Supplied information
[Start of Attachment]
PR #394, opened 2021-02-04
Tests for utilities in validate_utils module

sujaypatil96:
Building on top of PR #390, adding tests for utilities in `schematic.utils.validate_utils`.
[End of Attachment]
Work task
Set all of the data down again exactly.

Completed exercise
PR #394, opened 2021-02-04
Tests for utilities in validate_utils module

sujaypatil96:
Building on top of PR #390, adding tests for utilities in `schematic.utils.validate_utils`.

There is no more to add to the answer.